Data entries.
======
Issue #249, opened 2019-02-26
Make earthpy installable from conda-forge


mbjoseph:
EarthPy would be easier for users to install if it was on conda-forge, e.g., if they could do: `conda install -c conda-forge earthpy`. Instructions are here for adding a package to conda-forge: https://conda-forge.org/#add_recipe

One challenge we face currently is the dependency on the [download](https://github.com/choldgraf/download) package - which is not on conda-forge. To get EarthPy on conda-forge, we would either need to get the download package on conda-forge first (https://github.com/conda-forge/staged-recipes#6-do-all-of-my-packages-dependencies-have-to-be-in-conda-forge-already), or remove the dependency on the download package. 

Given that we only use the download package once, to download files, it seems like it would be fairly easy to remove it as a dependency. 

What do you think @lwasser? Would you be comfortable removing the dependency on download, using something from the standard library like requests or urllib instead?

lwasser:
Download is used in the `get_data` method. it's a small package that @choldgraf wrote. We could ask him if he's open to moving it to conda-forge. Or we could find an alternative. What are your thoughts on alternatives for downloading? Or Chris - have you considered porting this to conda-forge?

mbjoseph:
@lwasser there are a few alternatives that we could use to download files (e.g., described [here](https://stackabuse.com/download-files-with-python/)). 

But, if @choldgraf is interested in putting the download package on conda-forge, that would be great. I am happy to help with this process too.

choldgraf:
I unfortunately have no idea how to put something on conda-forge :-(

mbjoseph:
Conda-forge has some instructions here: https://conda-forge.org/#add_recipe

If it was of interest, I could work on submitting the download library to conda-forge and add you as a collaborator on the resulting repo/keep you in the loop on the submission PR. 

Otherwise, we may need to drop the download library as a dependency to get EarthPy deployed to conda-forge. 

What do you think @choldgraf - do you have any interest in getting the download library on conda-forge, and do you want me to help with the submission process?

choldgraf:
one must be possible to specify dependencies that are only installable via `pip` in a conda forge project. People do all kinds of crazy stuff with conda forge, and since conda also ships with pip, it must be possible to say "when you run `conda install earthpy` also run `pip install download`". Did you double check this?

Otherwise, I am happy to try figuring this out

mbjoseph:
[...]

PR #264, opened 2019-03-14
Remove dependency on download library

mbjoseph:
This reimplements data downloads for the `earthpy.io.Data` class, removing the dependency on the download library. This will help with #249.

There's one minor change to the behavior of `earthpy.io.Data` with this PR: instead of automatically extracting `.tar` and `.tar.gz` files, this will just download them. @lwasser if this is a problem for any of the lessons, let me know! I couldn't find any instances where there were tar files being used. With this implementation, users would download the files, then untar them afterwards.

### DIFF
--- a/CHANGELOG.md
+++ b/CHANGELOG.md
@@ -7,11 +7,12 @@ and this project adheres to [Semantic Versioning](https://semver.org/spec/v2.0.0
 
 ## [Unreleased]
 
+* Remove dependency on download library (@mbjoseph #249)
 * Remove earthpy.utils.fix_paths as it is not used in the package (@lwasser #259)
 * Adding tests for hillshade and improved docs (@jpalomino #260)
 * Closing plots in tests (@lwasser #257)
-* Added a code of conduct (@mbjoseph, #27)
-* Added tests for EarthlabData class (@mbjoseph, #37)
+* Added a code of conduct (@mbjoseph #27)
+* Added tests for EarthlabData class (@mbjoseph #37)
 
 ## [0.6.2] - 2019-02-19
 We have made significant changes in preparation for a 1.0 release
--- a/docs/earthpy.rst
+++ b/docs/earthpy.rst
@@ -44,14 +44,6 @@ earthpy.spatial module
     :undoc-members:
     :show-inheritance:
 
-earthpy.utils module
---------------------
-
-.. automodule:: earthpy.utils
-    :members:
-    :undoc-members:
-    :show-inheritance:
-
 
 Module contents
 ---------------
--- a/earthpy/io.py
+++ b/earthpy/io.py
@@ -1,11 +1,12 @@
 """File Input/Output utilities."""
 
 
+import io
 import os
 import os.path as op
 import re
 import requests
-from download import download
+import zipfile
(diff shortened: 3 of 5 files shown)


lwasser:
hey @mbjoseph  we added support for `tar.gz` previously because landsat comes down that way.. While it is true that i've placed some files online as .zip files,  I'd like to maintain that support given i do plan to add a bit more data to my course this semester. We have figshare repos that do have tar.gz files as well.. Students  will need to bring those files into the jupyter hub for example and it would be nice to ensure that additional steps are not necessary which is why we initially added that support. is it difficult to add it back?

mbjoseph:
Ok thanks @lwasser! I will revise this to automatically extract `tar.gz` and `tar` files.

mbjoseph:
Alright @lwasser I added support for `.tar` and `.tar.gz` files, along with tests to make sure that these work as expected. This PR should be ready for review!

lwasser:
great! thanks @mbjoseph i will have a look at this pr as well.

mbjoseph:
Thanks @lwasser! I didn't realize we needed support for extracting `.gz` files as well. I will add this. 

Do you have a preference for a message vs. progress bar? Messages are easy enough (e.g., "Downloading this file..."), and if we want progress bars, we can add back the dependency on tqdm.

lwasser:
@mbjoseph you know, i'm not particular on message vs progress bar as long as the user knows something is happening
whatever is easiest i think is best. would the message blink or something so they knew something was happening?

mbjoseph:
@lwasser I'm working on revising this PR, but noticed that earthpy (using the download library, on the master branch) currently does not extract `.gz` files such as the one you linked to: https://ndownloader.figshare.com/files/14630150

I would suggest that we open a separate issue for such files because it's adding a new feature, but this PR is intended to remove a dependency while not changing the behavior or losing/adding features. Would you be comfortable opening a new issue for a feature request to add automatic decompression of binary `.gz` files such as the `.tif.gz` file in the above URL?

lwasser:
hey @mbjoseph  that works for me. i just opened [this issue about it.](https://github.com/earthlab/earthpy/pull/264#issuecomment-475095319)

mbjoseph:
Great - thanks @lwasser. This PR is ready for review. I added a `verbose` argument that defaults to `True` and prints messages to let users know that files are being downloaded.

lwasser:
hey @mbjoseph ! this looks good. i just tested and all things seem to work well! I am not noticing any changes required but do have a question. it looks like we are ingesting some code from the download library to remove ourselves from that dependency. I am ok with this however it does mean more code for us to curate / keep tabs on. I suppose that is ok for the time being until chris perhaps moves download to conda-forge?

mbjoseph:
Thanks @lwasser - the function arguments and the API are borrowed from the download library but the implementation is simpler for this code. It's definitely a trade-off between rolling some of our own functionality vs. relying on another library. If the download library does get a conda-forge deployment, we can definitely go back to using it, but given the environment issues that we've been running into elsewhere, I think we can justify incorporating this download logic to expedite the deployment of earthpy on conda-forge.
======
Work to be completed.
Retype every record without alteration.

Answer for this exercise.
Issue #249, opened 2019-02-26
Make earthpy installable from conda-forge


mbjoseph:
EarthPy would be easier for users to install if it was on conda-forge, e.g., if they could do: `conda install -c conda-forge earthpy`. Instructions are here for adding a package to conda-forge: https://conda-forge.org/#add_recipe

One challenge we face currently is the dependency on the [download](https://github.com/choldgraf/download) package - which is not on conda-forge. To get EarthPy on conda-forge, we would either need to get the download package on conda-forge first (https://github.com/conda-forge/staged-recipes#6-do-all-of-my-packages-dependencies-have-to-be-in-conda-forge-already), or remove the dependency on the download package. 

Given that we only use the download package once, to download files, it seems like it would be fairly easy to remove it as a dependency. 

What do you think @lwasser? Would you be comfortable removing the dependency on download, using something from the standard library like requests or urllib instead?

lwasser:
Download is used in the `get_data` method. it's a small package that @choldgraf wrote. We could ask him if he's open to moving it to conda-forge. Or we could find an alternative. What are your thoughts on alternatives for downloading? Or Chris - have you considered porting this to conda-forge?

mbjoseph:
@lwasser there are a few alternatives that we could use to download files (e.g., described [here](https://stackabuse.com/download-files-with-python/)). 

But, if @choldgraf is interested in putting the download package on conda-forge, that would be great. I am happy to help with this process too.

choldgraf:
I unfortunately have no idea how to put something on conda-forge :-(

mbjoseph:
Conda-forge has some instructions here: https://conda-forge.org/#add_recipe

If it was of interest, I could work on submitting the download library to conda-forge and add you as a collaborator on the resulting repo/keep you in the loop on the submission PR. 

Otherwise, we may need to drop the download library as a dependency to get EarthPy deployed to conda-forge. 

What do you think @choldgraf - do you have any interest in getting the download library on conda-forge, and do you want me to help with the submission process?

choldgraf:
one must be possible to specify dependencies that are only installable via `pip` in a conda forge project. People do all kinds of crazy stuff with conda forge, and since conda also ships with pip, it must be possible to say "when you run `conda install earthpy` also run `pip install download`". Did you double check this?

Otherwise, I am happy to try figuring this out

mbjoseph:
[...]

PR #264, opened 2019-03-14
Remove dependency on download library

mbjoseph:
This reimplements data downloads for the `earthpy.io.Data` class, removing the dependency on the download library. This will help with #249.

There's one minor change to the behavior of `earthpy.io.Data` with this PR: instead of automatically extracting `.tar` and `.tar.gz` files, this will just download them. @lwasser if this is a problem for any of the lessons, let me know! I couldn't find any instances where there were tar files being used. With this implementation, users would download the files, then untar them afterwards.

### DIFF
--- a/CHANGELOG.md
+++ b/CHANGELOG.md
@@ -7,11 +7,12 @@ and this project adheres to [Semantic Versioning](https://semver.org/spec/v2.0.0
 
 ## [Unreleased]
 
+* Remove dependency on download library (@mbjoseph #249)
 * Remove earthpy.utils.fix_paths as it is not used in the package (@lwasser #259)
 * Adding tests for hillshade and improved docs (@jpalomino #260)
 * Closing plots in tests (@lwasser #257)
-* Added a code of conduct (@mbjoseph, #27)
-* Added tests for EarthlabData class (@mbjoseph, #37)
+* Added a code of conduct (@mbjoseph #27)
+* Added tests for EarthlabData class (@mbjoseph #37)
 
 ## [0.6.2] - 2019-02-19
 We have made significant changes in preparation for a 1.0 release
--- a/docs/earthpy.rst
+++ b/docs/earthpy.rst
@@ -44,14 +44,6 @@ earthpy.spatial module
     :undoc-members:
     :show-inheritance:
 
-earthpy.utils module
---------------------
-
-.. automodule:: earthpy.utils
-    :members:
-    :undoc-members:
-    :show-inheritance:
-
 
 Module contents
 ---------------
--- a/earthpy/io.py
+++ b/earthpy/io.py
@@ -1,11 +1,12 @@
 """File Input/Output utilities."""
 
 
+import io
 import os
 import os.path as op
 import re
 import requests
-from download import download
+import zipfile
(diff shortened: 3 of 5 files shown)


lwasser:
hey @mbjoseph  we added support for `tar.gz` previously because landsat comes down that way.. While it is true that i've placed some files online as .zip files,  I'd like to maintain that support given i do plan to add a bit more data to my course this semester. We have figshare repos that do have tar.gz files as well.. Students  will need to bring those files into the jupyter hub for example and it would be nice to ensure that additional steps are not necessary which is why we initially added that support. is it difficult to add it back?

mbjoseph:
Ok thanks @lwasser! I will revise this to automatically extract `tar.gz` and `tar` files.

mbjoseph:
Alright @lwasser I added support for `.tar` and `.tar.gz` files, along with tests to make sure that these work as expected. This PR should be ready for review!

lwasser:
great! thanks @mbjoseph i will have a look at this pr as well.

mbjoseph:
Thanks @lwasser! I didn't realize we needed support for extracting `.gz` files as well. I will add this. 

Do you have a preference for a message vs. progress bar? Messages are easy enough (e.g., "Downloading this file..."), and if we want progress bars, we can add back the dependency on tqdm.

lwasser:
@mbjoseph you know, i'm not particular on message vs progress bar as long as the user knows something is happening
whatever is easiest i think is best. would the message blink or something so they knew something was happening?

mbjoseph:
@lwasser I'm working on revising this PR, but noticed that earthpy (using the download library, on the master branch) currently does not extract `.gz` files such as the one you linked to: https://ndownloader.figshare.com/files/14630150

I would suggest that we open a separate issue for such files because it's adding a new feature, but this PR is intended to remove a dependency while not changing the behavior or losing/adding features. Would you be comfortable opening a new issue for a feature request to add automatic decompression of binary `.gz` files such as the `.tif.gz` file in the above URL?

lwasser:
hey @mbjoseph  that works for me. i just opened [this issue about it.](https://github.com/earthlab/earthpy/pull/264#issuecomment-475095319)

mbjoseph:
Great - thanks @lwasser. This PR is ready for review. I added a `verbose` argument that defaults to `True` and prints messages to let users know that files are being downloaded.

lwasser:
hey @mbjoseph ! this looks good. i just tested and all things seem to work well! I am not noticing any changes required but do have a question. it looks like we are ingesting some code from the download library to remove ourselves from that dependency. I am ok with this however it does mean more code for us to curate / keep tabs on. I suppose that is ok for the time being until chris perhaps moves download to conda-forge?

mbjoseph:
Thanks @lwasser - the function arguments and the API are borrowed from the download library but the implementation is simpler for this code. It's definitely a trade-off between rolling some of our own functionality vs. relying on another library. If the download library does get a conda-forge deployment, we can definitely go back to using it, but given the environment issues that we've been running into elsewhere, I think we can justify incorporating this download logic to expedite the deployment of earthpy on conda-forge.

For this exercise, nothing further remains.